**Action item**
Nothing but a number should be given: the count of lines in the data that include the string "would".

***** Task material *****

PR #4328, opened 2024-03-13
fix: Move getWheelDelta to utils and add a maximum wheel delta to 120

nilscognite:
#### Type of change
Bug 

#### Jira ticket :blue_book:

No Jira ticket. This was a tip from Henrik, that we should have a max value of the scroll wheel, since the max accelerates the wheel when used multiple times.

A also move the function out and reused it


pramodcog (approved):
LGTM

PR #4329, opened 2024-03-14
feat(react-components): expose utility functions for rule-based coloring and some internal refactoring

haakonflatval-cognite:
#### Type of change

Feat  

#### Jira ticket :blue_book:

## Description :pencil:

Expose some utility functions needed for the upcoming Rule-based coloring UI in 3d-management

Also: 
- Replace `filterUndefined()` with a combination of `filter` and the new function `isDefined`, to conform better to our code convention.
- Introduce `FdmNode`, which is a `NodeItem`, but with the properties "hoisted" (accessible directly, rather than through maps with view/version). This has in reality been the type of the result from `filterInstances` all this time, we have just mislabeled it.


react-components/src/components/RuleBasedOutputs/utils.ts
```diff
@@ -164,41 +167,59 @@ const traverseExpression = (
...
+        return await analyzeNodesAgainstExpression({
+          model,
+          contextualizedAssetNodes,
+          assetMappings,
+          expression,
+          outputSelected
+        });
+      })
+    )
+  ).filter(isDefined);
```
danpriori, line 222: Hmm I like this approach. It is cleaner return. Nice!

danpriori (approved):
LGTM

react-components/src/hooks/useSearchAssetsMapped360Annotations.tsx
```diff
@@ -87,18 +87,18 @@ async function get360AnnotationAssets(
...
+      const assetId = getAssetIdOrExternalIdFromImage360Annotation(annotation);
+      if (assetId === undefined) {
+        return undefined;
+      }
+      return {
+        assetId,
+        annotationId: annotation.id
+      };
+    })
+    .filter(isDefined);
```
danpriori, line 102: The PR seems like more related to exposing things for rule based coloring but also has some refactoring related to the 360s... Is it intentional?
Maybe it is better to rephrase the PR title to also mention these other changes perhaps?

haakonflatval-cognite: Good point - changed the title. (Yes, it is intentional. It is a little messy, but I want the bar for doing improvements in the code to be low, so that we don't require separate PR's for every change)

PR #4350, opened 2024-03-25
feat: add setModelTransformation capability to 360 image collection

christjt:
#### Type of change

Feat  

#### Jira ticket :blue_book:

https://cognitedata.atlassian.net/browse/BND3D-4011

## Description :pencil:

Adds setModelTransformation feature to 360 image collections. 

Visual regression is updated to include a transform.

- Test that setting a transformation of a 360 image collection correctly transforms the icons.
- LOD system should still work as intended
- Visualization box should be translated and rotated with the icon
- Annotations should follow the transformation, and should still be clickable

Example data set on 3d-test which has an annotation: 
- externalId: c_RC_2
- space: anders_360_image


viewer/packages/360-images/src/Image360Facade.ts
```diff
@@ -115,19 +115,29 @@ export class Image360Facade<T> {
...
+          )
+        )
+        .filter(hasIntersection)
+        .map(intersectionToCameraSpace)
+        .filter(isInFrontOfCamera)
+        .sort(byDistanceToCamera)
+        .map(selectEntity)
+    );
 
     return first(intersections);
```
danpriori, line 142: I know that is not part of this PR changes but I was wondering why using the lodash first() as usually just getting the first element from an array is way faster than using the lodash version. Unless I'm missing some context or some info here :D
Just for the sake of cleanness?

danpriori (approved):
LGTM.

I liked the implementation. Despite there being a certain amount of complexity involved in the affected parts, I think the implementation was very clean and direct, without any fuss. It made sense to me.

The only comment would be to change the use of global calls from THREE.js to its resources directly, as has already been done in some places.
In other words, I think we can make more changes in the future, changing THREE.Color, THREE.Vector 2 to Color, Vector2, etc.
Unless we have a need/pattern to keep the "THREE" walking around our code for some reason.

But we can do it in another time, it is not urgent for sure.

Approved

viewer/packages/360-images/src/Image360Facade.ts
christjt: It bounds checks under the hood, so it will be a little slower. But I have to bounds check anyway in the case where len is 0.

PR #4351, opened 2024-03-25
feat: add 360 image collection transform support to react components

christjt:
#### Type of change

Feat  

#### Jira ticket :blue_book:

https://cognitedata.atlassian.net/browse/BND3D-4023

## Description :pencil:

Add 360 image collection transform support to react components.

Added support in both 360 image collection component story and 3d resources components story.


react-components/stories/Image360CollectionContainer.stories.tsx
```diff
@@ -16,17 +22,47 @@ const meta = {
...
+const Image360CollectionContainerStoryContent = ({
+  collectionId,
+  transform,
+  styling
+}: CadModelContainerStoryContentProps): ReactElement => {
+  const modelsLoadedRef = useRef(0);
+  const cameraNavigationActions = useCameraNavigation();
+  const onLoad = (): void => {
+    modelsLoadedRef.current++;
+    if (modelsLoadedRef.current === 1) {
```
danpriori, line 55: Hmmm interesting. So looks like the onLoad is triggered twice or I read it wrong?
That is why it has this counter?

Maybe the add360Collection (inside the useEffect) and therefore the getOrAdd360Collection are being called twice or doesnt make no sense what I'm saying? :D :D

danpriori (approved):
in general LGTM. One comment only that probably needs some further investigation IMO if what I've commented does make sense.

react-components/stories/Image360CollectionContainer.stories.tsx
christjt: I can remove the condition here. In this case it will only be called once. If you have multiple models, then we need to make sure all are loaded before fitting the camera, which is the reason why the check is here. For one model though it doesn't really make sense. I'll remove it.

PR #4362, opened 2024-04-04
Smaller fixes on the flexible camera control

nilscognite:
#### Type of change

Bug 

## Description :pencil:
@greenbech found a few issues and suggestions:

*****
***** Task material *****

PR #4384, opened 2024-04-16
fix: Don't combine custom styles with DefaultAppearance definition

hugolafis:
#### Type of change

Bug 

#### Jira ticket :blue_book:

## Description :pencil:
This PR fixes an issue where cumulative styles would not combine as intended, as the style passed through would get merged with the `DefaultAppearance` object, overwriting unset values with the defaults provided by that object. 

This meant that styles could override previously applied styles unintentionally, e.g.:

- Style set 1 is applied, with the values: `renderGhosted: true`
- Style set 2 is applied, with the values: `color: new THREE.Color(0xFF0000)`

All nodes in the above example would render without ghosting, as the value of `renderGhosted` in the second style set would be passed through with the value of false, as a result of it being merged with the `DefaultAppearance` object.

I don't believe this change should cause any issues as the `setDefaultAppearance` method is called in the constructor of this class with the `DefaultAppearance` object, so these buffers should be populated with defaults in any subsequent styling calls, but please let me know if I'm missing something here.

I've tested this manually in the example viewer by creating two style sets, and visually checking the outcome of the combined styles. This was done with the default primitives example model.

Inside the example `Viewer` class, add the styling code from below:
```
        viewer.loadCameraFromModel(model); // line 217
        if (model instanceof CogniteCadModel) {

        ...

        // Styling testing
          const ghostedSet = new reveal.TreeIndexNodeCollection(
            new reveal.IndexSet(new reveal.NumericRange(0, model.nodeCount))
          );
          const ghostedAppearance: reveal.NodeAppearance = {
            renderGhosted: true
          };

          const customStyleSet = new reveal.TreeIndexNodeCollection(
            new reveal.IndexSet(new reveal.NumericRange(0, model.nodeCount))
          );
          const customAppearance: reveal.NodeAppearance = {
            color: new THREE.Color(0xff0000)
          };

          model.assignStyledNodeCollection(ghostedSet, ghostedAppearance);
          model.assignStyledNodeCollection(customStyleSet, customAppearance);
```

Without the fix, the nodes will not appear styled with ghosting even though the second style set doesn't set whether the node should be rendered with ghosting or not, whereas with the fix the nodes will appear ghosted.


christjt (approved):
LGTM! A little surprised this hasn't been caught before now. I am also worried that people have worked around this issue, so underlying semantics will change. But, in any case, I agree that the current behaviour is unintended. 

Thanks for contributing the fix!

*****
***** Task material *****

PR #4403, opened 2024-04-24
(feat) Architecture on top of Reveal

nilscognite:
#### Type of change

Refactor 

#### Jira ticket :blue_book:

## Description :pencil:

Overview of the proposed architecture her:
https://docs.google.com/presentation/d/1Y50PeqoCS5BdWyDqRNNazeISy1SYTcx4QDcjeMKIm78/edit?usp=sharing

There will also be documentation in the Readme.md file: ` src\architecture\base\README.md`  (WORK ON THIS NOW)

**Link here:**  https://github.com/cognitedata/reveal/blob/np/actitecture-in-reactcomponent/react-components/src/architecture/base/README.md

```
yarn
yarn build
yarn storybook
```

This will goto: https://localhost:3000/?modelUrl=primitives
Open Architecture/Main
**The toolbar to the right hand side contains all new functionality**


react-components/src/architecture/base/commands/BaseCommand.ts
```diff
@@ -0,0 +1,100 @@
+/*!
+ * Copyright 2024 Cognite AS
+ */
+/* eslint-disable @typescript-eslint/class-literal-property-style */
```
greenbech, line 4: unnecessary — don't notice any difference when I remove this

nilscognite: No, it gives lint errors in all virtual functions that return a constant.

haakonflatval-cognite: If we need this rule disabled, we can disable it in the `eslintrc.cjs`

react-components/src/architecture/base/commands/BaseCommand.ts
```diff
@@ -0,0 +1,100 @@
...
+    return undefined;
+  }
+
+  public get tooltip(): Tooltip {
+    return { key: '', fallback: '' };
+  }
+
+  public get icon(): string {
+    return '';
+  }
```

*****

**Reply**
3